[Collected data entries]
PR #410, opened 2024-09-04
Print temporals in CSV format

baperry2:
Add headers with variable names to temporals and convert to comma separated rather than space separated format for easier processing.

Add a function to easily get the state variable name from its index.


Source/PeleLMeX_Utils.cpp
SreejithNREL, line 1: Line No: 1213, in the print statement, it should be "invalid" and not "invalod".

SreejithNREL (changes requested):
Please correct the typo and otherwise the changes look good.

SreejithNREL (approved):

PR #414, opened 2024-09-13
Eosparm support in PeleLMeX

baperry2:
Progress toward merging the manifold modeling stuff into PeleLMeX

Pass eosparm as argument into all EOS functions. Right now this is not necessary because it is only used by Manifold EOS, but this paves the way for that and should not negatively impact anything. 
- Does not yet support all Efield functions (but because eosparm is not needed for non-manofold EOS, this does not impact functionality)
- FlameSheet case shows example of how eosparm can be used in problem files for bcnormal/initdata. This will have to be added to any case to be run with manifold EOS, but is done in a way that does not break existing cases.

### DIFF
--- a/Source/PeleLMeX_DeriveFunc.cpp
+++ b/Source/PeleLMeX_DeriveFunc.cpp
@@ -75,8 +75,9 @@ pelelmex_derheatrelease(
   auto const react = reactfab.const_array(0);
   auto const& Hi = EnthFab.array();
   auto HRR = derfab.array(dcomp);
+  auto const* leosparm = a_pelelm->eos_parms.device_parm();
   amrex::ParallelFor(bx, [=] AMREX_GPU_DEVICE(int i, int j, int k) noexcept {
-    getHGivenT(i, j, k, temp, Hi);
+    getHGivenT(i, j, k, temp, Hi, leosparm);
     HRR(i, j, k) = 0.0;
     for (int n = 0; n < NUM_SPECIES; n++) {
       HRR(i, j, k) -= Hi(i, j, k, n) * react(i, j, k, n);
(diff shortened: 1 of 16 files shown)


Source/PeleLMeX_DeriveFunc.cpp
```diff
@@ -1418,15 +1421,16 @@ pelelmex_derlambda(
...
   auto rhotheta = dummies.array(NUM_SPECIES + 1);
   auto const* ltransparm = a_pelelm->trans_parms.device_parm();
+  auto const* leosparm = a_pelelm->eos_parms.device_parm();
   amrex::Real LeInv = a_pelelm->m_Lewis_inv;
   amrex::Real PrInv = a_pelelm->m_Prandtl_inv;
   amrex::ParallelFor(
-    bx,
-    [do_fixed_Le, do_fixed_Pr, do_soret, LeInv, PrInv, rhoY, T, rhoD, rhotheta,
-     lambda, mu, ltransparm] AMREX_GPU_DEVICE(int i, int j, int k) noexcept {
+    bx, [do_fixed_Le, do_fixed_Pr, do_soret, LeInv, PrInv, rhoY, T, rhoD,
```
marchdf, line 1428: In general, it is interesting that lmex does the capture explicitly. In C we let the compiler decide with `=`.

marchdf (approved):

Source/PeleLMeX_DeriveFunc.cpp
baperry2: I think PeleLMeX is inconsistent about which way it does it. Being explicit can be more clear/helpful, but it does add a bit of annoyance in the code. So I just followed what was there.

PR #417, opened 2024-09-23
Parse for adv_redist_type and diff_redist_type

d-montgomery:
Added the ability to change the redistribution type for advection and diffusion by parsing input files.

### DIFF
--- a/Docs/sphinx/manual/LMeXControls.rst
+++ b/Docs/sphinx/manual/LMeXControls.rst
@@ -393,6 +393,12 @@ in ``Exec/RegTest/EB_BackwardStepFlame`` and ``Exec/RegTest/EB_FlowPastCylinder`
 .. note::
    Note that when using isothermal EB in combination with LES, the thermal diffusion coefficient employed to compute the EB boundary thermal flux only uses the molecular contribution.
 
+Lastly, it is possible to change the default redistribution scheme described in the :ref:`geometry with embedded boundaries section: <ssec:geoEB>`
+::
+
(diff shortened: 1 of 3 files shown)


baperry2 (approved):
Thanks for adding this!

baperry2:
For posterity sake to remember the purpose of this: with isothermal EB, or potentially other EB cases, the chi_correction in the SDC iterations was not converging. This was because the redistribution process is arbitrary and does not enforce that RhoRT is maintained in the redistribution. We do a lot of work to ensure that the MAC velocity field divergence will result in constant RhoRT, then throw that away by applying redistribution to scalar advection. @dmontgomeryNREL found that turning off advection redistribution resolved our problems and did not lead to instability.

d-montgomery:
Case setup:
Rectangular domain with isothermal cylinder EB initialized with pure N2 at 143 K.  The inlet CO2 mass fraction and temperature slowly increase from $Y_{CO2} = 0 \rightarrow 1$ and $T = 143 \rightarrow 293$ K, while the inlet N2 mass fraction decreases from $Y_{N2} = 1 \rightarrow 0$.  

test_2Spec_EB_3SDC_DivuFirstIter_StateRedist_Surf

These plots demonstrate the effect of turning off flux redistribution for advection.  The first plot is from a divergent simulation that resulted in NaN's with advective fluxes treated with state redistribution.  The second is from a simulation where the redistribution is turned off for the advective fluxes. 

test_2Spec_EB_3SDC_DivuFirstIter_StateRedist

test_2Spec_EB_3SDC_DivuFirstIter_NoRedist

PR #427, opened 2024-10-15
"ODE" quantities and user defined external sources

d-montgomery:
This PR introduces a quantity that varies in time, but is neither advected or diffused.  I'll refer to it as an `ode_qty` for now.  In PeleC these would be `AUX` quantities, but there already exists a placeholder for `AUX` in PeleLMeX that is not a state variable.  I intend to rename the existing aux quantities to `ADV` and these ode quantities to `AUX` for consistency with PeleC, but that will be a large PR in itself.

The ode quantities are included in the state variable and satisfy $\frac{\partial B_k}{\partial t} = S_{ext,B_k}$, for $k = 0, 1,...,$NUM_ODE.  Currently this is only first order accurate in time, but is consistent with the treatment of external sources from soot, spray and radiation, which are calculated prior to the SDC iterations.  In the future I would like to add the ability to update the source terms within the SDC iterations, but this may require solving additional nonlinear systems depending on the source terms. For now we assume that the source terms are constant from $t^{n} \rightarrow t^{n+1}$.

In addition to the ode quantities, this PR includes `PeleLMeX_ProblemSpecificFunctions.cpp` which allows users to define the name of the ode quantities as well as external source terms for any state variable.  Note that external source terms for density, $S_{ext,\rho}$, affect the velocity constraint but this has not been addressed in this PR.  For reference, the velocity constraint should be: 
$\nabla \cdot \vec{u} = \frac{1}{T}\frac{DT}{Dt}  + W \displaystyle\sum_m \frac{1}{W_m} \frac{DY_m}{Dt} + \frac{1}{\rho} S_{\text{ext},\rho} = S.$
Note that the existing  external force terms for soot, spray and radiation are now  included in the function called `getExternalSources` in `PeleLMeX_Forces.cpp`.

I tested 3 ode quantities of increasing stiffness with $S_{ext} = -10^{k+2} \cdot B_k$, for $k = 0,1,2$.  The results below demonstrate first order accuracy and the need for SDC iterations in the future.
 
ODEQty

solutions

convergence_SDC-0_stiff


Docs/sphinx/manual/Model.rst
```diff
@@ -118,6 +118,12 @@ For the standard ideal gas EOS, the divergence constraint on velocity becomes:
     \nabla \cdot \boldsymbol{u} &= \frac{1}{\rho c_p T} \left(\nabla \cdot \lambda\nabla T - \sum_m \boldsymbol{\Gamma_m} \cdot \nabla h_m \right) \\
     &- \frac{1}{\rho} \sum_m \frac{W}{W_m} \nabla \cdot \boldsymbol{\Gamma_m} + \frac{1}{\rho}\sum_m \left(\frac{W}{W_m} - \frac{h_m}{c_p T} \right) \dot \omega \equiv S .
 
+In addition to the flow equations, `PeleLMeX` can also solve for a set of quantities that are neither advected nor diffused, satisfying:
+
+.. math::
+
+    \frac{\partial B_k}{\partial t} = S_{\text{ext},B_k}.
```
baperry2, line 150: Should be `d` rather than `\partial` because these only change with time?

Source/PeleLMeX_Plot.cpp
```diff
@@ -281,6 +281,14 @@ PeleLM::WritePlotFile()
     plt_VarsName.push_back("viscturb");
   }
 
+#if NUM_ODE > 0
+  for (int n = 0; n < NUM_ODE; n++) {
+    plt_VarsName.push_back(m_ode_names[n]);
+  }
+#endif
+
+  Print() << PrettyLine;
```
baperry2: Remove print statement

Source/PeleLMeX_Plot.cpp
```diff
@@ -401,6 +409,12 @@ PeleLM::WritePlotFile()
       cnt += m_ionsFluxes[lev]->nComp();
     }
 #endif
+#if NUM_ODE > 0
+    MultiFab::Copy(
+      mf_plt[lev], m_leveldata_new[lev]->state, FIRSTODE, cnt, NUM_ODE, 0);
+    cnt += NUM_ODE;
+    Print() << "cnt = " << cnt << std::endl;
```
baperry2: remove print statement

baperry2 (changes requested):
Looks good. I'm able to run the test case and get the expected results. Just a couple minor changes requested. 

One slightly larger thing is to have this run in the CI. You'll need to add it in `Tests/CMakeLists.txt` and you'll probably also need to add something to define NUM_ODE with the CMake build system similar to NUM_AUX in PeleC: https://github.com/AMReX-Combustion/PeleC/blob/b9ebe80bd3b00db0f50710048e50bac01212ef2b/CMake/BuildPeleExe.cmake#L25

And a clarification is that these quantities aren't spatially invariant, but don't advect or diffuse, so spatial terms don't come up in their governing equations.

Docs/sphinx/manual/Model.rst
d-montgomery: $B_k = B_k(x_j,t)$ so the \partial is needed.

Tests/CMakeLists.txt
```diff
@@ -225,3 +225,11 @@ if(NOT PELE_ENABLE_EB)
     add_test_r(hit-les-${PELE_DIM}d HITDecay)
   endif()
 endif()
+
+if (PELE_ENABLE_EB)
+  if(PELE_DIM EQUAL 2)
+    if(PELELM_NUM_ODE GREATER 0)
```
baperry2: It looks like this test isn't actually running. I don't think we need the `if(PELELM_NUM_ODE GREATER 0)` - this gets accounted for in the CMakeLIsts.txt for the EB_ODEQty case

d-montgomery: You're absolutely right.  I've addressed this locally and will push a commit soon.  There were some other issues related to the `ProblemSpecifcFunctions` too.

baperry2 (approved):

PR #435, opened 2024-11-06
Update PelePhysics and add path to new utility 

d-montgomery:
Pulling in the most recent PelePhysics commit and updating the paths in Make.PeleLMeX.


baperry2:
Can you replace some of the unit conversions (e.g., [here](https://github.com/AMReX-Combustion/PeleLMeX/blob/86c4721801ad8b784d83e0fa17e1e6d55abfbb54/Source/PeleLMeX_K.H#L50)) with this capability as demonstration and to ensure it gets caught in some of our tests?

baperry2 (approved):

PR #437, opened 2024-11-10
Use ubuntu-24.04 in CI

jrood-nrel:


Tests/CMakeLists.txt
```diff
@@ -210,10 +219,10 @@ endfunction(add_test_spray)
 #=============================================================================
 
 if(NOT PELE_ENABLE_EB)
-  add_test_r(flamesheet-drm19-${PELE_DIM}d FlameSheet)
+  add_test_re(flamesheet-drm19-${PELE_DIM}d FlameSheet)
```
baperry2: These shouldn't be excluded from the CI. If they're taking too long we should reduce the size instead.

baperry2:
Just a note that after merging we'll need to update the names of the required tests in the branch rules to get rid of the "expected" checks that aren't running, because GitHub isn't smart enough to do that on it's own.

Tests/CMakeLists.txt
jrood-nrel: Ok, maybe I will do what we in PeleC and only run like 1 test under `Debug`.

baperry2 (approved):

PR #446, opened 2024-12-09
Try moving ubuntu CI image to older version

jrood-nrel:
Let's see if this fixes the MPI issues.


jrood-nrel:
Looks like it's working in https://github.com/AMReX-Combustion/PeleLMeX/pull/443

> THE PROBLEM: From the first line of the records above down to the line containing "Add headers with", repeat each line exactly as written. Include both of those lines and add nothing.

> PROBLEM SOLUTION:
PR #410, opened 2024-09-04
Print temporals in CSV format

baperry2:
Add headers with variable names to temporals and convert to comma separated rather than space separated format for easier processing.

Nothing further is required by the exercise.